As though to punctuate my thought, she appeared across the room and peppered the three of us with gunfire. We took shade in Deej's arms.

"Are you engaged to that Exhuman or not? How can you not know a thing about how she operates?"

"Well, I'm not usually trying to kill her," Smith said pointedly. "And she's not the one I married...look, I hope she just warms up fast."

"Warms up? To us? Doubtful."

"No...from the cold. You'll see. Or maybe you won't, in which case it won't matter."

"I tire of you speaking in circles, little egghead."

"And I tire," Deej said "of ja consistently making the situation worse, Karu. Drop the guns and we'll see what is. Unless ja'd rather die here?"

I glared at him.

A few hours ago, I might have even refused, petulantly. I was here for redemption, here to find myself, to kill an Exhuman as I had done so many times before. I was here to locate the old hunter within me and drag her back into my life. She was purity, she was purpose, and I was craven and sin.

But in those hours I had spent in frozen solitude, with nothing but my thoughts, I had long suffered the company of myself. I had no distractions from my mind, no punishments to inflict when my thoughts grew uncomfortable, could not even move. For hours.

It was a humbling, aggravating experience, and one perilously close to maddening, I thought. As though all of the sins I had thought to escape had come into this sacred domain of purity and death with me.

Which...of course they had. I had been deluding myself to think there was an old me to find. I was myself, and that was all there was to it. No amount of shock nets or confessions or self-scarring would change that. I had hung there, mostly in anger at being trapped, yes, but also in despair at being unable to escape myself, even on a suicide mission.

The thing was...once I accepted that, stopped treating my sins like a part of myself I could simply beat or will away, and was stuck with the cruel realization that implicit in them being my sins was that they were mine...I simply...felt less bad.

It made little sense. By all merits, accepting that one is a flawed, failed, corrupted being should be reason to find despair, not escape it, yet I was just...relieved, in a way. Happy to finally be something, even something flawed without pretension. Happy to stop holding myself above myself.

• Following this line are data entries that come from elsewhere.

PR #228, opened 2023-07-20
Fix upgrade_through_versions_test.py::TestUpgrade* tests 

michaelsembwever:
Run generated upgrade_through_versions_test on pytest >7.2.0
pytest-7.2.0 changed how markers were inherited, pytest-dev/pytest#7792

Remove how internode_ssl was changing seeds to append the ssl storage port, it's not needed as the tests always already set enable_legacy_ssl_storage_port to true.

### DIFF
--- a/upgrade_tests/upgrade_through_versions_test.py
+++ b/upgrade_tests/upgrade_through_versions_test.py
@@ -7,12 +7,11 @@ import pprint
 import pytest
 import psutil
 import random
-import re
 import signal
-import subprocess
 import time
 import uuid
 
+from ccmlib.common import get_jdk_version_int
 from collections import defaultdict, namedtuple
 from multiprocessing import Process, Queue
 from queue import Empty, Full
@@ -889,19 +888,31 @@ def create_upgrade_class(clsname, version_metas, protocol_version,
 
 def jdk_compatible_steps(version_metas):
     metas = []
-    java_version = current_env_java_version()
     for version_meta in version_metas:
-        if java_version in version_meta.java_versions:
+        # if you want multi-step upgrades to work with versions that require different jdks
+        #   then define the JAVA<jdk_version>_HOME vars (e.g. JAVA8_HOME)
+        #   ccm detects these variables and changes the jdk when starting/upgrading the node
+        # otherwise the default behaviour is to only do upgrade steps that work with the current jdk
+        javan_home_defined = False
+        for meta_java_version in version_meta.java_versions:
+            javan_home_defined |= 'JAVA{}_HOME'.format(meta_java_version) in os.environ
+        if CURRENT_JAVA_VERSION in version_meta.java_versions or javan_home_defined:
             metas.append(version_meta)
 
     return metas
 
 
 def current_env_java_version():
-    java_command = os.path.join(os.environ['JAVA_HOME'], 'bin', 'java')
-    output = subprocess.check_output([java_command, '-version'], stderr=subprocess.STDOUT).decode('utf-8')
-    return int(re.search('version "(?:1\.)?([0-9]*).*"', output).group(1))
+    # $JAVA_HOME/bin/java takes precedence over any java found in $PATH
+    if 'JAVA_HOME' in os.environ:
+        java_command = os.path.join(os.environ['JAVA_HOME'], 'bin', 'java')
+    else:
+        java_command = 'java'
 
+    return get_jdk_version_int(java_command)
+
+
+CURRENT_JAVA_VERSION = current_env_java_version()
 
 MultiUpgrade = namedtuple('MultiUpgrade', ('name', 'version_metas', 'protocol_version', 'extra_config'))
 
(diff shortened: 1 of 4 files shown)


upgrade_tests/upgrade_through_versions_test.py
```diff
@@ -325,6 +326,8 @@ def fixture_add_additional_log_patterns(self, fixture_dtest_setup):
         )
 
     def prepare(self):
+        if type(self).__name__ == "TestUpgrade":
```
jacek-lewandowski, line 328: I like this change

upgrade_tests/upgrade_through_versions_test.py
```diff
@@ -898,6 +887,22 @@ def create_upgrade_class(clsname, version_metas, protocol_version,
...
+    for version_meta in version_metas:
+        if java_version in version_meta.java_versions:
+            metas.append(version_meta)
+
+    return metas
+
+
+def current_env_java_version():
+    java_command = os.path.join(os.environ['JAVA_HOME'], 'bin', 'java')
+    output = subprocess.check_output([java_command, '-version'], stderr=subprocess.STDOUT).decode('utf-8')
```
jacek-lewandowski: this is already implemented:

```
    from ccmlib.common import get_jdk_version_int
    return get_jdk_version_int(java_command)
```

upgrade_tests/upgrade_through_versions_test.py
```diff
@@ -898,6 +887,22 @@ def create_upgrade_class(clsname, version_metas, protocol_version,
...
+    java_version = current_env_java_version()
+    for version_meta in version_metas:
+        if java_version in version_meta.java_versions:
+            metas.append(version_meta)
+
+    return metas
+
+
+def current_env_java_version():
+    java_command = os.path.join(os.environ['JAVA_HOME'], 'bin', 'java')
```
jacek-lewandowski: please fail somewhere with a clear message when `JAVA_HOME` is not defined

upgrade_tests/upgrade_through_versions_test.py
```diff
@@ -942,18 +947,20 @@ def create_upgrade_class(clsname, version_metas, protocol_version,
...
-                newmeta = oldmeta.clone_with_local_env_version()
-                logger.debug("{} appears applicable to current env. Overriding final test version from {} to {}".format(upgrade.name, oldmeta.version, newmeta.version))
-                metas[-1] = newmeta
-                create_upgrade_class(upgrade.name, [m for m in metas], protocol_version=upgrade.protocol_version, extra_config=upgrade.extra_config)
-        else:
-            create_upgrade_class(upgrade.name, [m for m in metas], protocol_version=upgrade.protocol_version, extra_config=upgrade.extra_config)
+            # replace matching meta with current version
+            for idx, meta in enumerate(metas):
+                if meta.matches_current_env_version_family:
+                    java_version = current_env_java_version()
```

I was far from satisfied with being a sinful, craven being, yet they often said that the first step towards recovery was acceptance, and as much as I had professed my sins, I had never yet accepted them.

I loved Athan. I was head-over-heels for him. The thought of his touch made my heart sing and my spine trill and my toes curl, and if I ever made it from this bizarre world, I would find him and I would tell him that. I would begin seeing a therapist again, and I would live. Surely after acceptance, there were other steps, and those I would follow. I could not simply beat my own problems out of myself, no matter how hard I struck.

A few hours ago, I might have refused Deej, holding onto my weapons and the idea of vengeance, of righteous retribution, that I was God's chosen weapon against all evils, here and elsewhere. But here and now, I was just a broken girl who was afraid of losing the one piece of herself she'd just found.

The guns clattered against the walkway as I stripped them from the weapon hardpoints on my wrists and threw them to the ground.